I have been on this forum for several months and have put alot of thought into the feedback i give others. I hope/feel my thoughts/perspective have benefited others. I mention this as it segways into a totally unrelated career question that i wanted to pose to the ladies. 

I have a small company where i do allot of phone work and many of my buyers happen to be women. My skills in smarts, organizational skills, and ability to stay on task i am probably a 5-6 but, personality/looks I am an 8-8.5 and sometimes I think i should capitalize on my strength. I happen to be of the mindset that many people single, married, old,young, men and women all tend to be drawn to people they consider attractive and enjoy the interaction with them. They may be more likely to do business with these people.

I have considered putting my picture on my website or a video message. I have also considered putting a video message link on my email message to subtly show my face. I want to be subtle and tactful. Sometimes I think it is cheesy to see a face on a resume or website. I would likely not want to “friend” 
these people on facebook so that would not be an option. 

1)	Do you agree with my premise for doing this? 
2)	Could someone view me as vein? PS. You should know I am not model-good-looking-or not anymore LOL
3)	A video message from me would be appropriate for my business? Would this be cheesy on the bottom of my emails? 
4)	I was thinking about using linked in but I suspect many people don’t use this. 

Any/all feedback welcome. 

I realize this is totally outside the scope of the site but, if I make more money my marriage improves. 


Thanks and God bless you all!


----------



## Trenton (Aug 25, 2010)

tjohnson said:


> I have been on this forum for several months and have put alot of thought into the feedback i give others. I hope/feel my thoughts/perspective have benefited others. I mention this as it segways into a totally unrelated career question that i wanted to pose to the ladies.
> 
> I have a small company where i do allot of phone work and many of my buyers happen to be women. My skills in smarts, organizational skills, and ability to stay on task i am probably a 5-6 but, personality/looks I am an 8-8.5 and sometimes I think i should capitalize on my strength. I happen to be of the mindset that many people single, married, old,young, men and women all tend to be drawn to people they consider attractive and enjoy the interaction with them. They may be more likely to do business with these people.
> 
> ...


No to the picture on the resume because that is cheesy in my opinion. Photo on business card/LinkedIn/website with message is fine and happens all the time. I use LinkedIn and many people I know also do so I wouldn't nix that resource but use it to benefit you...link it to your website, keep updated info, get others to write references for you.

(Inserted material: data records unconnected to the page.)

PR #16, opened 2025-08-27
add create policy interface

Cazden:
Adds policies user interface, including pages for policies list and policy details, dialog for advanced policy info, various component additions and refactors, and create/update policy flow with templates for various policy parameters. Some WIP, i.e. the create/update flow is not immediately ready, but will be included once the pull request is ready. Opening this now to share the current list/details pages for review.

image

image

image

image

image

image

image

image


src/lib/policies.tsx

Honestly, I wouldn't choose a good looking person with average skills over an average looking person with really good skills. For me it would be qualifications/education/experience first and always. 

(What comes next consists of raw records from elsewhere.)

PR #19, opened 2025-11-03
add edit policies interface

Cazden:
Adds interface for updating existing policies along with mock update functionality.

### DIFF
--- a/src/pages/app/policy/details.tsx
+++ b/src/pages/app/policy/details.tsx
@@ -105,6 +105,7 @@ export default function PolicyDetails() {
 
   const isMobile = useMobile()
   const [open, setOpen] = useState({
+    edit: false,
     delete: false,
     attributes: false,
   })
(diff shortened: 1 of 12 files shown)


src/pages/app/policy/details.tsx
```diff
@@ -123,7 +124,9 @@ export default function PolicyDetails() {
   }, [])
 
   const handleOpen = (key: keyof typeof open) => {
+  // FIXME(cazden) Opening/closing dialogs has performance issues
     setOpen({
```
ezekg, line 128: This can be simplified to:

```ts
setOpen({
  ...open,
  [key]: !open[key],
})
```

src/pages/app/policy/details.tsx
```diff
@@ -123,7 +124,9 @@ export default function PolicyDetails() {
   }, [])
 
   const handleOpen = (key: keyof typeof open) => {
```
ezekg: I think this should be renamed to `toggleOpen` since it also closes if already open.

ezekg (dismissed):
Two minor comments, aside from the sporadic performance issue we've previously discussed.

Feel free to merge and tackle all that in a separate PR.

ezekg (approved):
LGTM.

Also, it could backfire on you. Someone might be intimidated by your looks or feel it might cause stress at the workplace, interfere with you getting your job done, etc.


----------



## AWife (Sep 25, 2010)

You are going to get a lot of different replies... Personally I think a "glamor shot" type photo is pretentious regardless of how attractive a person is. I personally am not affected by one’s looks. I like who the person is and pretentious would be my first impression of you based solely on the photo. 

I am drawn to and return to a business based on customer service. If they make me feel like an important customer and like they’ve gone the extra mile to make sure I’m happy, I’ll come back even if something there costs a little more. Coming from a very small town I like the personal touch. Now, a picture on a website can portray that type of feeling. It would not be a photo of how pretty or handsome you are, however, a photo of employees conducting business, shaking hands with a customer, or those types of things may be beneficial.


----------



## tjohnson (Mar 10, 2010)

Awife, 

Good input. We do offer great customer service but, like many fields mine is competitive so looking for "edge" as best as possible but, your insight is solid. 

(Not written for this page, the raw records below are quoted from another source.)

PR #20, opened 2025-11-06
fix policy dialog performance

Cazden:
Fixes the studder/performance issues when opening and closing dialogs on the policy details page.

### DIFF
--- a/src/components/policies/fields/all.tsx
+++ b/src/components/policies/fields/all.tsx
@@ -1,4 +1,4 @@
-import { useEffect } from "react"
+import { useState, useEffect } from "react"
 import { useFormContext, useFieldArray, useWatch } from "react-hook-form"
 
 import { Input } from "@/components/ui/input"
@@ -72,8 +72,13 @@ export default function AllFields({
     name: "entitlements.create" as const,
   })
 
-  const duration = useWatch({ control: form.control, name: "duration" })
+  const [mounted, setMounted] = useState(false)
+  useEffect(() => {
+    const id = requestAnimationFrame(() => setMounted(true))
+    return () => cancelAnimationFrame(id)
+  }, [])
 
+  const duration = useWatch({ control: form.control, name: "duration" })
   useEffect(() => {
     if (duration !== null) return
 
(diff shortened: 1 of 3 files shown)


ezekg (dismissed):
I can't reproduce the state/performance issue after this, so seems to have resolved it. Though there is still a short delay between clicking edit and the modal actually appearing, though that might be the animation? Either way, that can be addressed later.

Cazden:
Fixed the performance of updating/closing by refactoring state/form rendering and adding a skeleton UI to the form fields component. This should conclude any performance issues we were having with the dialog.

src/components/policies/fields/all.tsx
```diff
@@ -147,6 +150,71 @@ export default function AllFields({
...
   }, [requireHeartbeat])
 
+  if (!mounted || productsLoading) {
+    return (
+      <div className={cn("p-4", className)}>
+        <h2 className="text-content-loud/90">General</h2>
+        <section className="mt-4 flex flex-col md:flex-row">
+          <div className="w-full space-y-3">
+            <Skeleton className="h-5 w-32" />
+            <Skeleton className="h-9 w-3/5" />
```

Good stuff on "galamor shot" I guess i will ditch the shirtless with bowtie picture...kidding. I could not pull it off anyway. 

I also agree with you people may shy away from doing personal face to face business with someone that is very good looking as others including spouses may make assumptions about someone's motives to do business with that person. 

For sure I will likely get a myriad or responses on this one.


----------



## AWife (Sep 25, 2010)

tjohnson said:


> Good stuff on "galamor shot" I guess i will ditch the shirtless with bowtie picture...kidding. I could not pull it off anyway.


:rofl:

This is funny - partly because I really don't know if you're male or female!


----------



## Trenton (Aug 25, 2010)

AWife said:


> :rofl:
> 
> This is funny - partly because I really don't know if you're male or female!


I thought the same thing! :rofl:


----------